Buster buys the camera to impress a girl who works for a movie studio. What a stupid idea. Michael would never do that for a girl. All the girls he knows are dull-witted and loud-speaking and impossible to reason with. He tries to be nice, sure, but that’s all they will ever get from him. Spending money for them, real money? You must be kidding.

The girl Buster loves, though, is beautiful. She has a wonderful smile, you have to admit that.
-What’s the name of that actress?
-She’s Marceline Day. She is very talented. I bet –Michael’s mom says, with a strangely proud tone- that she will become a star.
She must be really good, then. Now Michael hopes Buster will manage to get her.

But the date they have at the city pool is an unmitigated disaster. That Keaton guy really doesn’t know how to behave with women. The scenes are very funny, though. Michael finds himself laughing more than once now, and not only for that story of the wristwatch. It would never work in real life, but it’s funny. Half of the girls he knows, Betty and Cindy and Veronica for sure, would have left him in the pool and walked away. Girls have no sense of humour, he learned on the first day of school. When they were playing tag and he grabbed Cindy’s hair to stop her, and her hairband fell on the floor, she was so upset that she told everything to the teacher and he was scolded in front of everybody. All of this for a stupid hairband. He doesn’t even want to imagine what terrible scene a girl would make if he had to behave like Buster at the pool.
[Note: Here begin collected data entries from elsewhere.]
Issue #974, opened 2015-05-19
Allow to configure a concrete indexRoot to lscount/lsstat


ayashjorden:
Hi,
Sometimes, one would like (the great) Bosun to query the same Elasticsearch (ES) index for an alert.
Current implementation force the user to use 'prefix-yyyy.MM.dd' index naming convention.

Suggested is to allow the user to configure an indexRoot that will be used as the index name, without Bosun need to suffix it with something or any other changes.

Example use-case is ES indices with a small size of a couple of MB per day. ES indices are an expansive unit in matter of RAM and CPU to maintain it.

Currently I solved this by creating a single index 'my_index-global' and funneling all the relevant logs into it. the I crontab-ed an alias creation  command to add aliases matching Bosun requirements.

Thanks,
Yarden

kylebrandt:
Best idea I have thought of is to have the prefix argument take a special
character at the end that is not allowed in index names....

gbrayut:
Or you could use a verbose postfix. logstashWITHOUT-A-DATE works just as well as logstash@ or whatever obscure character with unknown meaning we can come up with

ayashjorden:
Verbose postfix may create noise in configuration code, and we cant use the
$(regex end of line and bosun var prefix)
Can we do #,<,@       ?

gbrayut:
I think https://github.com/elastic/elasticsearch/issues/9059 talks about the valid characters for index names.

* must be lowercase
* must NOT start with an underscore, a + or a -
* index names starting with '.' are reserved
* . and .. are forbidden, though they can occur in the name
* `\`, `/`, `*`, `?`, `"`, `<`,` >`, `|`,` `,`,` are forbidden

kylebrandt:
I don't have any particular preference, which character if single
character, or if verbose

gbrayut:
I'd say * and ? should be avoided since we may want to support globs on metrics at some point. So any of the other forbidden index characters would work.

ayashjorden:
Is pipe a reserved char in Go Template or somewhere in Bosun?

ayashjorden:
@kylebrandt suggested to short-circut GenIndex function after initializing ES client:
```GO
	if len(r.IndexRoot) > 0 {
		if r.IndexRoot[len(r.IndexRoot)-1] == '/' {
			return r.IndexRoot[:len(r.IndexRoot)-1], nil
		}
	}
```

Tested on my dev-env and it works great!
Can you please add it to next release?

[...]

PR #1013, opened 2015-05-31
Concrete ls index name

ayashjorden:
Tested '/' functionality as concrete ES index name signaling (without Bosun adding date suffix), works great.

[Review on Reviewable](https://reviewable.io/reviews/bosun-monitor/bosun/1013)

### DIFF
--- a/cmd/bosun/expr/logstash.go
+++ b/cmd/bosun/expr/logstash.go
@@ -153,7 +153,7 @@ func (e *LogstashElasticHosts) GenIndices(r *LogstashRequest) (string, error) {
 		}
 	}
 	if len(selectedIndices) == 0 {
-		return "", fmt.Errorf("no elastic indices available during this time range, start/end: [%s|%s]", start, end)
+		return "", fmt.Errorf("no elastic indices available during this time range")
 	}
 	return strings.Join(selectedIndices, ","), nil
 }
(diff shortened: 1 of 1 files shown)


cmd/bosun/expr/logstash.go
```diff
@@ -122,6 +122,12 @@ func (e *LogstashElasticHosts) GenIndices(r *LogstashRequest) (string, error) {
 	if err != nil {
 		return "", err
 	}
+	// Short-circut when using concrete ES index name
+	if len(r.IndexRoot) > 0 {
```
mjibson: This and the line below can be reduced to `if strings.HasSuffix(r.IndexRoot, "/")`.

ayashjorden:
@mjibson, (as I'm new to GO) Should I reduce it?

mjibson:
Yes, you should. But I'm a bit confused about the intended behavior. That will test if just the last character is a "/", not if the entire string has value "/". Which do you want?

ayashjorden:
As you can see in https://github.com/bosun-monitor/bosun/issues/974 , the intended behavior is to enable the user to signal Bosun 'just use this index name and don't add date suffix'.

The context behind this is that ES indices 'costs' quite a lot in terms of memory and cpu. there are use-cases such as the one that initiated this PR that the size of data is <5MB per day so there is no reason to create new indices every day. also there's the fact that olivere/elastic client (that Bosun is using to interact with ES) query's indices by index name, and doesn't include index aliases which you can think of sym-links from 'myindex-2015.05.31' to 'myindex-global'.

Hope that the above is clear enoungh,
Yarden

mjibson:
Strings can't be nil, but they can be empty, and HasSuffix handles that correctly.

mjibson:
@kylebrandt, could you review this?

kylebrandt:
+1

Granted, it was not Buster’s fault. But women wouldn’t understand that, or they simply wouldn’t care.

Instead, in the movies girls are always nice and the protagonist falls in love with them and they ultimately end up kissing. This Sally (what was her real name? Marceline?), for example, is really nice to Buster and tells him to go to Chinatown so that he can film something interesting there and be hired by the movie studio. Again, Michael can’t help laughing. Buster is so clumsy.
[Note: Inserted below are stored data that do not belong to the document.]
PR #1021, opened 2015-06-01
docs: making release notes prettier

captncraig:


build/docs/publish.go
```diff
@@ -22,6 +23,7 @@ var (
 	client   *github.Client
 	msg      = "syncing to gh-pages"
 	gh_pages = "heads/gh-pages"
+	force    = flag.Bool("f", false, "Push an new commit, even if code is identical. Forces gh-pages rebuild.")
```
mjibson: an -> a

mjibson: This should perhaps default to on, and `-f` disables it.

mjibson:
LGTM after style changes. Ignore the `-f` default to on if you want, I don't care, just thinking out loud.

PR #1023, opened 2015-06-02
Add missing docs

mjibson:


docs/expressions.md
```diff
@@ -330,6 +345,20 @@ Remove any values lower than or equal to number from a series. Will error if thi
 
 Remove any NaN or Inf values from a series. Will error if this operation results in an empty series.
 
+## epoch()
+
+Returns the Unix epoch in seconds of the expression start time (scalar).
+
+## filter(series, number)
+
+Returns all results in series that are a subset of anything in number, or
```
captncraig: this is confusing to me.

kylebrandt: Filters the first argument, `series` based on the second argument, `number`. Only the groups in the first argument that are a subset of the second argument are returned. So this allows you to filter out series based on the same or a different series.

Does that help at all @captncraig ?

gbrayut: I agree it is still a bit confusing. Can you add some examples? Is the second argument a series, a single double/int, or a slice of time/value pairs? If it is a series, how can I create them, since we don't have series literals.

docs/expressions.md
```diff
@@ -330,6 +345,20 @@ Remove any values lower than or equal to number from a series. Will error if thi
...
+that have number as a subset. Useful with the limit and sort functions to
+return the top X results of a query.
+
+## limit(number, count)
```
gbrayut: Maybe we need to define what number is... because I'm not sure I've ever seen a definition for number vs series

kylebrandt: Read: http://bosun.org/expressions.html#data-types

gbrayut: Then you shouldn't use number as the type for the second argument, as you can't have a subset of "A number is a single numeric value with a group associated with it.". We should add a new type called NumerSeries or NumberSet.

gbrayut: I often get confused when looking at the documents as we dont make a distinction between single numerical values and multiple numerical values.

mjibson: I've opened https://github.com/bosun-monitor/bosun/issues/1026 to discuss how to better handle documenting function arguments and types.

PR #1032, opened 2015-06-03
bosun: Ability to throttle log notifications

### LINKED ISSUE #975: Add LogDelay parameter to throttle log notifications.
Proposal is to add a `LogDelay = duration` parameter to alerts that will *only* be valid for alerts with `Log = true`.

If this value is set, no two notifications will be sent for an alert key within `duration`. If `LogDelay = 5m` is set, and check frequency is `1m`, we can evaluate the alert every 1m, but only notify every 5m.

captncraig:
Adds `maxLogFrequency` key to alerts that can control how often notification gets run. Only valid on log alerts. 

Fixes #975

### DIFF
--- a/cmd/bosun/sched/check.go
+++ b/cmd/bosun/sched/check.go
@@ -175,11 +175,12 @@ func (s *Schedule) RunHistory(r *RunHistory) {
 		// Do nothing if state did not change.
 		notify := func(ns *conf.Notifications) {
 			if a.Log {
-				lastLogTime, ok := s.lastLogTimes[ak]
-				if ok && lastLogTime.Add(a.MaxLogFrequency).After(time.Now()) {
+				lastLogTime := state.LastLogTime
+				now := time.Now()
+				if now.Before(lastLogTime.Add(a.MaxLogFrequency)) {
 					return
 				}
-				s.lastLogTimes[ak] = time.Now()
+				state.LastLogTime = now
 			}
 			nots := ns.Get(s.Conf, state.Group)
 			for _, n := range nots {
--- a/cmd/bosun/sched/check.go
+++ b/cmd/bosun/sched/check.go
@@ -174,6 +174,13 @@ func (s *Schedule) RunHistory(r *RunHistory) {
 		// If the old alert was not acknowledged, do nothing.
 		// Do nothing if state did not change.
 		notify := func(ns *conf.Notifications) {
+			if a.Log {
+				lastLogTime, ok := s.lastLogTimes[ak]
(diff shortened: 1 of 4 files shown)


cmd/bosun/sched/check.go
```diff
@@ -174,6 +174,13 @@ func (s *Schedule) RunHistory(r *RunHistory) {
 		// If the old alert was not acknowledged, do nothing.
 		// Do nothing if state did not change.
 		notify := func(ns *conf.Notifications) {
+			if a.Log {
+				lastLogTime, ok := s.lastLogTimes[ak]
+				if ok && lastLogTime.Add(a.MaxLogFrequency).After(time.Now()) {
```
mjibson: how about set `now := time.Now()` to avoid calling it twice?

cmd/bosun/sched/sched.go
```diff
@@ -43,6 +43,7 @@ type Schedule struct {
 	LastCheck     time.Time
 	nc            chan interface{}
 	notifications map[*conf.Notification][]*State
+	lastLogTimes  map[expr.AlertKey]time.Time
```
mjibson: Thoughts about putting LastLogTime on the State type instead? Then it could survive restarts and we could avoid the potential need to lock the map.

cmd/bosun/sched/check.go
mjibson: Shouldn't that be `.Before`?

cmd/bosun/sched/sched.go
captncraig: I thought about persisting it and decided it probably isn't worth saving. Perhaps @gbrayut would have input there. Locking is a good point. 

Reasoning for a schedule map is that it will likely consume less memory since it will usually be pretty sparse. I could go either way though.

cmd/bosun/sched/check.go
captncraig: LastTime + 5m is next time we can log. 

If now is before that we should not log. I think mine is correct but I agree it would make more sense to do `now.Before(last + duration)`

cmd/bosun/sched/sched.go
mjibson: Let's move it to State. It's just a few extra bytes, and I don't want to start spreading data around in maps when we already have a place per alertkey.

cmd/bosun/sched/check.go
mjibson: You're right. I was just confused. No need to change unless you feel strongly.

mjibson:
LGTM

PR #1038, opened 2015-06-04
cmd/bosun: validate config via POST

### LINKED ISSUE #1033: Config Validation should use POST
Since it goes via HAProxy in our prod, there is a connection error because HAProxy's default buffers are not big enough. We could change this, but other people will probably have proxy issues so I think we should change this to post.

mjibson:
fixes #1033


captncraig:
needs generate again

mjibson:
updated

captncraig:
LGTM

PR #2129, opened 2017-07-27
Pop the free ID when assigning to a process

### LINKED ISSUE #2128: BUG: Linux process monitoring ID assignment broken after a process quits
See - https://github.com/bosun-monitor/bosun/blob/master/cmd/scollector/collectors/processes_linux.go#L355

After the first monitored process quits, the ID assigned to it is added to the list `free`. When the next process starts it is assigned the smallest ID from `free` but that ID is not removed, so all future processes receive the same ID.

bharrisau:
Fixes #2128.

### DIFF
--- a/cmd/scollector/collectors/processes_linux.go
+++ b/cmd/scollector/collectors/processes_linux.go
@@ -352,7 +352,11 @@ func (i *idPool) get() int {
 		return i.next
 	}
 	sort.Ints(i.free)
-	return i.free[0]
+
+	var newId int
+	newId, i.free = i.free[0], i.free[1:]
+
+	return newId
 }
 
 func (i *idPool) put(v int) {


captncraig:
Yes, I believe this has been causing us some trouble as well. Thanks for tracking it down. I believe the build is failing because it needs to have gofmt run on the changed file.

bharrisau:
@captncraig I did this quickly just using the github website (seems like I left whitespace on the empty lines). I don't have any Go toolchain setup locally.

Would you be able to take it from here? And check the windows and osx implementations don't have the same issue? Otherwise I may have some time next week to set things up.

bharrisau:
@captncraig Managed to make Travis green. Is this ok to merge?

captncraig:
Yeah, let's do it.

PR #2130, opened 2017-07-27
cmd/scollector/collectors/processes_linux.go - swap tracking

Liudvikas:
Hi,

Added swap tracking capability for the monitored process in linux.
Please let me know what do you think about this. Thanks!

Regards,
Liudvikas

PR #2132, opened 2017-07-27
cmd/scollector/collectors/processes_linux.go - thread and swap tracking

Liudvikas:
Hi,

Added count of thread tracking capability for the monitored process in linux.
Please let me know what do you think about this. Thanks!

Regards,
Liudvikas


captncraig:
How many datapoints do you anticipate this will add? Is it only one datapoint per process per run?

Liudvikas:
Just merged https://github.com/bosun-monitor/bosun/pull/2130 into here.

All this proposed change will add 2 more datapoints per process per run:
```
linux.proc.threads
linux.proc.mem.swap_bytes
```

Michael’s mom is laughing too, she looks really amused. Perhaps he can talk to her about the watch, now that she is in such a good mood, before his father arrives. Maybe he should first let the movie end.
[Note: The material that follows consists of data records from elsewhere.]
PR #2139, opened 2017-08-10
Xa iterable

nicollet:
First try to implement some iterable status.

NOT READY FOR MERGE YET.

Just for review.

### DIFF
--- a/cmd/scollector/collectors/fastly.go
+++ b/cmd/scollector/collectors/fastly.go
@@ -1,6 +1,7 @@
 package collectors
 
 import (
+	"context"
 	"encoding/json"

-Dad’s going to be so disappointed when he’ll come here! This movie is amazing!
Now hang on. Is dad coming to the theatre? Will he not wait for them at home? That’s it, Michael is done for.

Buster keeps making a fool out of himself, and the film is probably still funny and Sally is probably still beautiful, but Michael barely follows the story now. His father will be really angry and will probably say something that will make Michael feel sorry and mortified. Something like ‘I needed that wristwatch at work’ or ‘I can’t afford to buy another one now’. Then Michael will stay silent and stare at the floor, but his cheeks will burn.

In the good old days, men didn’t need wristwatches. They went along in coaches and on horses and thought about Napoleon or the Civil War. Nobody needed a machine on your wrist telling you how late you were for tea.

When the film ends and Michael proceeds with his mom towards the exit, he possesses all the composure of a nobleman going towards the gallows. Or, at least, all the composure he assumes an old nobleman with a white wig would have in front of the gallows. Some of the sequences of the movie he has just seen flash in his mind, but he must not laugh. This is serious, and he knows it. Buster Keaton jumping and diving and running all over the screen. His father looking at him without saying a word, and then shouting.

Calm and quiet. If Marceline could look at him now, she would be proud of him.

When dad arrives, he kisses mom on the lips, as usual. This is the prelude to the disaster. He must already be angry about the watch.

Then he turns towards Michael and shakes his hair. –How are you, Mike? –his watch is on his wrist. –You should be careful with what I lend you –he smiles again. –You left the watch on the chair in the kitchen. Somebody could have sat on it. You know how mom and dad are absent-minded at times!